South Africa: Cape Town Labour Court, Cape Town

You are here:
SAFLII >>
Databases >>
South Africa: Cape Town Labour Court, Cape Town >>
2020 >>
[2020] ZALCCT 35
| Noteup
| LawCite
Bidvest Prestige Cleaning Services (Pty) Ltd and Another v Commissioner Slamang NO and Others (C258/17) [2020] ZALCCT 35 (27 October 2020)
Download original files |
IN THE LABOUR COURT OF SOUTH AFRICA, CAPE TOWN
Not Reportable
Case no: C258/17
In the matter between:
BIDVEST PRESTIGE CLEANING SERVICES (PTY) LTD First Applicant NOMTSALANE PROPERTY SERVICES (PTY) LTD Second Applicant
and
COMMISSIONER M R SLAMANG N.O. First Respondent CCMA Second Respondent
PROFESSIONAL TRANSPORT & ALLIED
WORKERS UNION obo MEMBERS Third Respondent
Date heard: 29 July 2020
Delivered: 27 October 2020 by means of email of the scanned judgment
JUDGMENT
RABKIN-NAICKER, J
[1] This is an opposed application to review an arbitration award under case number WECT 12440-16 as varied. There is also a condonation application for the late filing of the record. It was filed some one month late after the variation record had been filed. I grant condonation as sought and decide the matter on the merits given what is set out below.

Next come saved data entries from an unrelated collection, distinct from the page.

PR #22299, opened 2020-07-10
Upgrade to Spring Data Neo4j 6

meistermeier:
This PR adapts Spring Boot 2.4 to Spring Data Neo4j 6.

For some background:
Neo4j has developed two projects in the last year

* A starter dedicated for the Java Driver for Neo4j (dubbed the "Bolt Driver") https://github.com/neo4j/neo4j-java-driver-spring-boot-starter
* SDN/RX: https://github.com/neo4j/sdn-rx Which does imperative and reactive Spring Data Neo4j purely based on the Bolt Driver

SDN/RX has become SDN 6 and is now merged into Spring Data Neo4j.

That means Spring Boot depending on the Ockham release train will not build anymore.

This adapts Spring Boot 2.4 to the SDN 6

* It brings automatic configuration for the Bolt Driver under the new namespace `spring.neo4j`, similar to others (like mongo and redis)
* Adapts automatic configuration for Spring Data Neo4j

This removes the dependency on Neo4j-OGM as well.

SDN 6 won't have support for bringing up an embedded instance, which is in line with our strategy to recommend Testcontainers or the Neo4j Testharness to our customers and users.

We refrained from adding support for the Neo4j Testharness to the test slices to not broaden the topic more.
However, if we want to help users to bring something up running very fast, that would be an additional option.

The change https://github.com/spring-projects/spring-boot/compare/master...meistermeier:feature/neo4j-starter?expand=1#diff-76ff4fe38f0762e0fcb54986cae8e0b6R1608 is in there to enable SDN 6 for now because the dependency to Spring Data is on Ockham M1 where SDN 6 is not available.

We are looking forward to your feedback.

PR #22301, opened 2020-07-10
Add auto-configuration for Neo4j driver

meistermeier:
This commit adds the support for creating a managed instance of the Neo4j Java driver.
The low-level support for Neo4j is helpful in situations where the high-level abstraction of Spring Data Neo4j is not needed.

The PR is the foundation for the Spring Data Neo4j Starter update PR https://github.com/spring-projects/spring-boot/pull/22299 because it provides classes needed in the updated SDN starter.

Also there is the suggested related change for the initializer that enables the Neo4j driver dependency and allows the autoconfiguration to kick in: https://github.com/spring-io/start.spring.io/pull/483


spring-boot-project/spring-boot-autoconfigure/src/main/java/org/springframework/boot/autoconfigure/neo4j/DriverConfiguration.java
```diff
@@ -0,0 +1,47 @@
...
+ * @author Michael J. Simons
+ */
+@Configuration(proxyBeanMethods = false)
+final class DriverConfiguration {
+
+	@Bean
+	@ConditionalOnMissingBean(Driver.class)
+	Driver neo4jDriver(final Neo4jDriverProperties driverProperties) {
+
+		final AuthToken authToken = driverProperties.getAuthentication().asAuthToken();
```
snicoll, line 41: Style, our codebase doesn't use `final` (neither in attribute, nor in constructor argument).

spring-boot-project/spring-boot-autoconfigure/src/main/java/org/springframework/boot/autoconfigure/neo4j/Neo4jDriverProperties.java
```diff
@@ -0,0 +1,497 @@
...
+import org.springframework.util.StringUtils;
+
+/**
+ * Used to configure an instance of the {@link org.neo4j.driver.Driver Neo4j-Java-Driver}.
+ *
+ * @author Michael J. Simons
+ * @since 2.4.0
+ */
+@ConfigurationProperties(prefix = "spring.neo4j")
+public class Neo4jDriverProperties {
```
snicoll, line 43: Given the `spring.neo4j` namespace, this should be named `Neo4jProperties`. Usage of this class should also be named consistently. If you think the driver part is important, then it should be reflected in the namespace.

spring-boot-project/spring-boot-autoconfigure/src/main/java/org/springframework/boot/autoconfigure/neo4j/Neo4jDriverProperties.java
```diff
@@ -0,0 +1,497 @@
...
+
+		public String getKerberosTicket() {
+			return this.kerberosTicket;
+		}
+
+		public void setKerberosTicket(String kerberosTicket) {
+			this.kerberosTicket = kerberosTicket;
+		}
+
+		AuthToken asAuthToken() {
```
snicoll, line 180: Although a number of other properties have the same structure, we are trying to make sure `@ConfigurationProperties`-annotated type are as simple as possible and do not contain any logic. Please move this to the configuration if possible.

spring-boot-project/spring-boot-autoconfigure/src/main/java/org/springframework/boot/autoconfigure/neo4j/Neo4jDriverProperties.java
```diff
@@ -0,0 +1,497 @@
...
+
+	public void setConfig(DriverSettings config) {
+		this.config = config;
+	}
+
+	public AuthToken getAuthToken() {
+		return this.authentication.asAuthToken();
+	}
+
+	public Config asDriverConfig() {
```
snicoll, line 102: Same remark than `asAuthToken`

spring-boot-project/spring-boot-autoconfigure/src/main/java/org/springframework/boot/autoconfigure/neo4j/Neo4jDriverAutoConfiguration.java
```diff
@@ -0,0 +1,44 @@
...
+ *
+ * @author Michael J. Simons
+ * @since 2.4.0
+ */
+@Configuration(proxyBeanMethods = false)
+@AutoConfigureBefore(Neo4jDataAutoConfiguration.class)
+@ConditionalOnClass(Driver.class)
+@EnableConfigurationProperties(Neo4jDriverProperties.class)
+@Import(DriverConfiguration.class)
+public class Neo4jDriverAutoConfiguration {
```
snicoll, line 42: For consistency with other driver auto-config, this should be `Neo4jAutoConfiguration`.

spring-boot-project/spring-boot-autoconfigure/src/main/java/org/springframework/boot/autoconfigure/neo4j/Neo4jDriverAutoConfiguration.java
```diff
@@ -0,0 +1,44 @@
...
+ * other instance has been manually configured.
+ *
+ * @author Michael J. Simons
+ * @since 2.4.0
+ */
+@Configuration(proxyBeanMethods = false)
+@AutoConfigureBefore(Neo4jDataAutoConfiguration.class)
+@ConditionalOnClass(Driver.class)
+@EnableConfigurationProperties(Neo4jDriverProperties.class)
+@Import(DriverConfiguration.class)
```
snicoll, line 41: I don't see with the separate configuration class is necessary. Can't you define the bean in this auto-configuration?

spring-boot-project/spring-boot-autoconfigure/src/main/java/org/springframework/boot/autoconfigure/neo4j/Neo4jDriverAutoConfiguration.java
```diff
@@ -0,0 +1,44 @@
...
+ * Automatic configuration of Neo4js Java Driver.
+ * <p>
+ * Provides an instance of {@link Driver} if the required library is available and no
+ * other instance has been manually configured.
+ *
+ * @author Michael J. Simons
+ * @since 2.4.0
+ */
+@Configuration(proxyBeanMethods = false)
+@AutoConfigureBefore(Neo4jDataAutoConfiguration.class)
```
snicoll, line 38: This should be the other way around. Conceptually the Spring Data bits require the driver so they should define the relationship. This also makes sure the low-level `neo4j` package does not have any import in the `data` package.

spring-boot-project/spring-boot-autoconfigure/src/main/java/org/springframework/boot/autoconfigure/neo4j/Neo4jDriverAutoConfiguration.java
```diff
@@ -0,0 +1,44 @@
...
+import org.springframework.boot.autoconfigure.condition.ConditionalOnClass;
+import org.springframework.boot.autoconfigure.data.neo4j.Neo4jDataAutoConfiguration;
+import org.springframework.boot.context.properties.EnableConfigurationProperties;
+import org.springframework.context.annotation.Configuration;
+import org.springframework.context.annotation.Import;
+
+/**
+ * Automatic configuration of Neo4js Java Driver.
+ * <p>
+ * Provides an instance of {@link Driver} if the required library is available and no
```
snicoll, line 31: This Javadoc is not consistent. We usually don't explain in Javadoc what the conditions do.

spring-boot-project/spring-boot-autoconfigure/src/main/java/org/springframework/boot/autoconfigure/neo4j/Neo4jDriverProperties.java
```diff
@@ -0,0 +1,497 @@
...
+ *
+ * @author Michael J. Simons
+ * @since 2.4.0
+ */
+@ConfigurationProperties(prefix = "spring.neo4j")
+public class Neo4jDriverProperties {
+
+	/**
+	 * The uri this driver should connect to. The driver supports bolt or neo4j as
+	 * schemes. Defaults to bolt://localhost:7687.
```
snicoll, line 47: We don't document default value in the description of the key.

spring-boot-project/spring-boot-autoconfigure/src/main/java/org/springframework/boot/autoconfigure/neo4j/Neo4jDriverProperties.java
```diff
@@ -0,0 +1,497 @@
...
+ * Used to configure an instance of the {@link org.neo4j.driver.Driver Neo4j-Java-Driver}.
+ *
+ * @author Michael J. Simons
+ * @since 2.4.0
+ */
+@ConfigurationProperties(prefix = "spring.neo4j")
+public class Neo4jDriverProperties {
+
+	/**
+	 * The uri this driver should connect to. The driver supports bolt or neo4j as
```
snicoll, line 46: Configuration key descriptions do not start with `The`, `A`, etc.

spring-boot-project/spring-boot-autoconfigure/src/main/java/org/springframework/boot/autoconfigure/neo4j/DriverConfiguration.java
```diff
@@ -0,0 +1,47 @@
...
+		final Config config = driverProperties.asDriverConfig();
+
+		return GraphDatabase.driver(driverProperties.getUri(), authToken, config);
```
snicoll, line 44: There must be a fallback for `spring.data.neo4j.uri` and a metadata with warning deprecation should indicate the replacement.

spring-boot-project/spring-boot-autoconfigure/src/main/java/org/springframework/boot/autoconfigure/neo4j/Neo4jDriverProperties.java
```diff
@@ -0,0 +1,497 @@
...
+			return this.kerberosTicket;
+		}
+
+		public void setKerberosTicket(String kerberosTicket) {
+			this.kerberosTicket = kerberosTicket;
+		}
+
+		AuthToken asAuthToken() {
+
+			boolean hasUsername = StringUtils.hasText(this.username);
```
snicoll, line 182: The code might a bit messy here but I had hoped if that makes sense to provide a fallback for `spring.data.neo4j.usename` and `spring.data.neo4j.password`. Same, a metadata with warning deprecation should indicate the replacement.

spring-boot-project/spring-boot-autoconfigure/src/main/java/org/springframework/boot/autoconfigure/neo4j/Neo4jSpringJclLogging.java
```diff
@@ -0,0 +1,103 @@
...
+import org.neo4j.driver.Logger;
+import org.neo4j.driver.Logging;
+
+/**
+ * Shim to use Spring JCL implementation, delegating all the hard work of deciding the
+ * underlying system to Spring and Spring Boot.
+ *
+ * @author Michael J. Simons
+ */
+final class Neo4jSpringJclLogging implements Logging {
```
snicoll, line 30: Shouldn't this be part of Spring Data Neo4j?

spring-boot-project/spring-boot-autoconfigure/src/test/java/org/springframework/boot/autoconfigure/neo4j/Neo4jDriverPropertiesTests.java
```diff
@@ -0,0 +1,416 @@
...
+	private static void assertDuration(Duration duration, long expectedValueInMillis) {
+		if (expectedValueInMillis == org.neo4j.driver.internal.async.pool.PoolSettings.NOT_CONFIGURED) {
+			assertThat(duration).isNull();
+		}
+		else {
+			assertThat(duration.toMillis()).isEqualTo(expectedValueInMillis);
+		}
+	}
+
+	@Nested
```
snicoll, line 84: As I've indicated on the other PR we don't use `@Nested` anywhere so I'd prefer to leave it out of this PR if possible.

spring-boot-project/spring-boot-autoconfigure/src/test/java/org/springframework/boot/autoconfigure/neo4j/Neo4jDriverPropertiesTests.java
```diff
@@ -0,0 +1,416 @@
...
+/**
+ * @author Michael J. Simons
+ */
+class Neo4jDriverPropertiesTests {
+
+	private AnnotationConfigApplicationContext context;
+
+	private Neo4jDriverProperties load(String... properties) {
+
+		AnnotationConfigApplicationContext ctx = new AnnotationConfigApplicationContext();
```
snicoll, line 60: Even such tests use the application context runner. It is a superior option compared to a simple handling of the context as you still need to handle the context otherwise.

Given that the logic for the properties object would be moved elsewhere, this might not be necessary after all.

spring-boot-project/spring-boot-dependencies/build.gradle
```diff
@@ -1432,6 +1439,7 @@ bom {
 				"spring-boot-starter-logging",
 				"spring-boot-starter-mail",
 				"spring-boot-starter-mustache",
+				"spring-boot-starter-neo4j",
```
snicoll, line 1442: I think this should be removed as there is no starter for the driver (and their shouldn't be any if all that's needed is the driver.

meistermeier:
(Again) thanks for the valuable feedback. ❤️ 
I would now focus on this PR to get the foundation for the SDN 6 changes (and compilable code). At least I see a benefit of having these independent changes merged first and base the other PR(s) on this.

snicoll:
Yes! Thank you again.

spring-boot-project/spring-boot-autoconfigure/src/main/java/org/springframework/boot/autoconfigure/neo4j/Neo4jSpringJclLogging.java
wilkinsona: I don't think that would help as this is in the part that just auto-configures the driver when SDN may not be around.

spring-boot-project/spring-boot-autoconfigure/src/main/java/org/springframework/boot/autoconfigure/neo4j/DriverConfiguration.java
meistermeier: There is no plan for a deprecation phase for the (soon) former SDN properties.
The SDN 6 replacement will be so disruptive that it just does not make any sense to respect those values anymore. The SDN starter will require this auto-configuration to reflect the truth for those properties: They belong into the driver and not into the higher level configuration.
In this hopefully short period of having this change merged and the pending SDN PR merge, I don't really consider to support the former properties.

snicoll: > There is no plan for a deprecation phase for the (soon) former SDN properties.

I get that but that property is in Spring Boot and part of its public API so I was hoping we could honour it still if that makes any sense. I am thinking of the use case of someone using Neo4j with a custom URI and/or username/password authentication. 

Is there any problem to honour the existing property in a deprecated fashion?

meistermeier:
I hope that I fixed or clarified the problems you have found.
Unfortunately I have overseen the formatting issues in the first run(s). There was also one in the `Neo4jProperties` but a `gradle format` did not touch it and in the next run it wasn't there anymore 🤷‍♀️

spring-boot-project/spring-boot-autoconfigure/src/main/java/org/springframework/boot/autoconfigure/neo4j/DriverConfiguration.java
meistermeier: SDN will not know about those properties in the future because it does not configure the `Driver` anymore. The only place I see this is in the driver configuration but this would mix up the responsibilities for the `spring.data.neo4j` namespace.
If there is a away to alias properties, this would be helpful. So, I could say <legacy-property> is deprecated but gives it value to <new-property> Unfortunately I am not aware of any.
I am aware that a sudden drop without deprecation is not the finest thing to do but yet it seems like the cleanest solution. Otherwise we would have to deprecate everything (also in SDN 5.3.x) and the users only see striked through text everywhere.

snicoll: To be clear, I am not talking about SDN at all. This is purely a Spring Boot topic. This is 100% on the user side too. The use case I have in mind is someone having `spring.data.neo4j.uri=xxxx` in their configuration and upgrading to 2.4. Rather than trying to connect to a Neo4j instance on localhost, I would like the auto-configuration of the driver to pick up this property as a fallback. 

> If there is a away to alias properties

Yes, there is. This is what I am suggesting here. I just wanted to make sure this wasn't a bad idea before trying to give it a try. I'll do that when polishing this one but feel free to comment if, based on this additional context, you think we shouldn't.

meistermeier: We are definitely on the same page here. I just wanted to underline that SDN will not be as it was before from an API perspective. That was my reasoning for "just dropping" the old properties.
I think it is a welcoming transition help for <2.4 users going for 2.4 but should be deprecated on arrival 😺 
If you can give me a hint how to make the old properties an alias for the new ones, I could try this myself. My mind somehow blocks the idea of throwing (partial) ownership for `spring.data.neo4j` and `spring.neo4j` in the same place and the rest of the real new `spring.data.neo4j` properties will get handled by another auto-configurer.

snicoll: Alright. I can give that a try as part of polishing this next week.

meistermeier:
Is there anything left to do for me or do you need any additional information?

snicoll:
I am good for this one, thanks @meistermeier!

snicoll:
Thanks a lot @meistermeier (and @michael-simons). I've polished things quite a bit in https://github.com/spring-projects/spring-boot/commit/8c418adb9b24f703cc8241d8bf225ce06290be3e and we have enough runway to adapt things if necessary. 

I am going to review the actuator stuff that are relevant to the driver next. And finally move to Spring Data `2020.0.0-SNAPSHOT` to upgrade to SDN 6.x. If you have time to rebase #22299, that would be much appreciated.

meistermeier:
Thanks a lot @snicoll . Rebasing and ensuring everything still works as expect is on my list next.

[2] The issue in dispute before the first respondent (the Commissioner) was whether the applicants were entitled to severance pay in terms of section 41 of the Basic Conditions of Employment Act 75 of 1997 (BCEA). If they were, he was to determine the amount payable to each of the some 251 workers.
[3] Section 41 of the BCEA provides as follows:
“41 Severance pay
(1) For the purposes of this section, 'operational requirements' means requirements based on the economic, technological, structural or similar needs of an employer.
(2) An employer must pay an employee who is dismissed for reasons based on the employer's operational requirements or whose contract of employment terminates or is terminated in terms of section 38 of the Insolvency Act, 1936 (Act 24 of 1936), severance pay equal to at least one week's remuneration for each completed year of continuous service with that employer, calculated in accordance with section 35.
(3) The Minister may vary the amount of severance pay in terms of subsection
(2) by notice in the Gazette. This variation may only be done after consulting NEDLAC and the Public Service Co-ordinating Bargaining Council established under Schedule 1 of the Labour Relations Act, 1995.
(4) An employee who unreasonably refuses to accept the employer's offer of alternative employment with that employer or any other employer, is not entitled to severance pay in terms of subsection (2).
(5) The payment of severance pay in compliance with this section does not affect an employee's right to any other amount payable according to law.
(6) If there is a dispute only about the entitlement to severance pay in terms of this section, the employee may refer the dispute in writing to-
(a) a council, if the parties to the dispute fall within the registered scope of that council; or
(b) the CCMA, if no council has jurisdiction.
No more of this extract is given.